### REQUIRED WORK
Only the lines running from the line with "(diff shortened: 1 of 1 files shown)" to the end of the records below belong in the answer, each copied exactly.

### Dataset records
..........

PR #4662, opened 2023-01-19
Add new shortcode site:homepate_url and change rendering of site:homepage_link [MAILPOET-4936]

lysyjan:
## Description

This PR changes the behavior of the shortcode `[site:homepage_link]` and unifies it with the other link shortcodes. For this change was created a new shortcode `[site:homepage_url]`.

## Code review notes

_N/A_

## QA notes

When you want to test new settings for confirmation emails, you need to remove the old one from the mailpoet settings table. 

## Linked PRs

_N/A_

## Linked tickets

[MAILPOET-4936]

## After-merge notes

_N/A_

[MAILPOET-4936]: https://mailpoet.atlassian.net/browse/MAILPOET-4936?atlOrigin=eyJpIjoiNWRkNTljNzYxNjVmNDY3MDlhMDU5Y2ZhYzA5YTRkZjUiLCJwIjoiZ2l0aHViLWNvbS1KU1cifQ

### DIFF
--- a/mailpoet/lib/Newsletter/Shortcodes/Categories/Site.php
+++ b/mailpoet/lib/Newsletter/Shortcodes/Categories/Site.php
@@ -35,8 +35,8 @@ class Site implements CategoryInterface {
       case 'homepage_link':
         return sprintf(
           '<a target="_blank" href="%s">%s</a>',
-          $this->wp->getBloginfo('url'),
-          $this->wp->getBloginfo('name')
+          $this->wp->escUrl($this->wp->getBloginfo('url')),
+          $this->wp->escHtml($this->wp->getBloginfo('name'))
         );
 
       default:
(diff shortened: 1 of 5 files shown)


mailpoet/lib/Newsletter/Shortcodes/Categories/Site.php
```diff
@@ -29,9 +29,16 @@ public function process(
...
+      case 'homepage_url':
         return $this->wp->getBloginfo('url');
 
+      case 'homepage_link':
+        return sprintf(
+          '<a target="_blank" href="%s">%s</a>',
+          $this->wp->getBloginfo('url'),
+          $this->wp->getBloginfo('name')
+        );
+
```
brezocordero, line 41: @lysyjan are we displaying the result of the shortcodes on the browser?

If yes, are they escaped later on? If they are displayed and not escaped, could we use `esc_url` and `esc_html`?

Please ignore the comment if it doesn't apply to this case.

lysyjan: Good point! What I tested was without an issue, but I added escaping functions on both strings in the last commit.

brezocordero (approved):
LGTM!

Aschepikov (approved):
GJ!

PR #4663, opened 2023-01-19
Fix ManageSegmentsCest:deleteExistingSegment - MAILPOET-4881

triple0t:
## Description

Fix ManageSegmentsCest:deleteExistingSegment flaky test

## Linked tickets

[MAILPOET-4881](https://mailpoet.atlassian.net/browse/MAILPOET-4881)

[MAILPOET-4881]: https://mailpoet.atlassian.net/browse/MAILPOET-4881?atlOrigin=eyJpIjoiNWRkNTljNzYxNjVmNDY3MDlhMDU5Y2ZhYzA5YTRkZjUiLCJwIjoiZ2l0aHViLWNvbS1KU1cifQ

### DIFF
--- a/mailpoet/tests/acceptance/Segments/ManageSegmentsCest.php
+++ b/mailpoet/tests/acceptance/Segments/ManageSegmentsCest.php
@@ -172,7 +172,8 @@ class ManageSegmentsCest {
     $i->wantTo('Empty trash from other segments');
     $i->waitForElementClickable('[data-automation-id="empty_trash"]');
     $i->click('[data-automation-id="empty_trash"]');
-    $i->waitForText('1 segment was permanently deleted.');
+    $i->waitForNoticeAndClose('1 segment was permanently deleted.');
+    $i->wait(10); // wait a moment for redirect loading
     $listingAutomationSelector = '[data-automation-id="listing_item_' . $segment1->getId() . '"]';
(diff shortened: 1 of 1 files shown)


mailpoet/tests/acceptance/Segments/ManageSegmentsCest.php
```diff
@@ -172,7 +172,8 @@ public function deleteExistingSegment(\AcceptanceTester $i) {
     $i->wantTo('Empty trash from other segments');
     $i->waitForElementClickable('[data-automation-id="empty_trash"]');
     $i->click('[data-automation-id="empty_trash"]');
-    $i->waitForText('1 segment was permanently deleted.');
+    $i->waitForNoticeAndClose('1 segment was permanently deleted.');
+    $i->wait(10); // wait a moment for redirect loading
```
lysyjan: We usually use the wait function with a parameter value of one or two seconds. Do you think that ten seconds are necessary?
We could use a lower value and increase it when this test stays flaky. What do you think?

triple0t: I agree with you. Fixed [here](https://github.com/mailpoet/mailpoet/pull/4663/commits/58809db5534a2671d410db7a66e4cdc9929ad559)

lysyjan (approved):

..........

### WRITTEN RESPONSE
(diff shortened: 1 of 1 files shown)


mailpoet/tests/acceptance/Segments/ManageSegmentsCest.php
```diff
@@ -172,7 +172,8 @@ public function deleteExistingSegment(\AcceptanceTester $i) {
     $i->wantTo('Empty trash from other segments');
     $i->waitForElementClickable('[data-automation-id="empty_trash"]');
     $i->click('[data-automation-id="empty_trash"]');
-    $i->waitForText('1 segment was permanently deleted.');
+    $i->waitForNoticeAndClose('1 segment was permanently deleted.');
+    $i->wait(10); // wait a moment for redirect loading
```
lysyjan: We usually use the wait function with a parameter value of one or two seconds. Do you think that ten seconds are necessary?
We could use a lower value and increase it when this test stays flaky. What do you think?

triple0t: I agree with you. Fixed [here](https://github.com/mailpoet/mailpoet/pull/4663/commits/58809db5534a2671d410db7a66e4cdc9929ad559)

lysyjan (approved):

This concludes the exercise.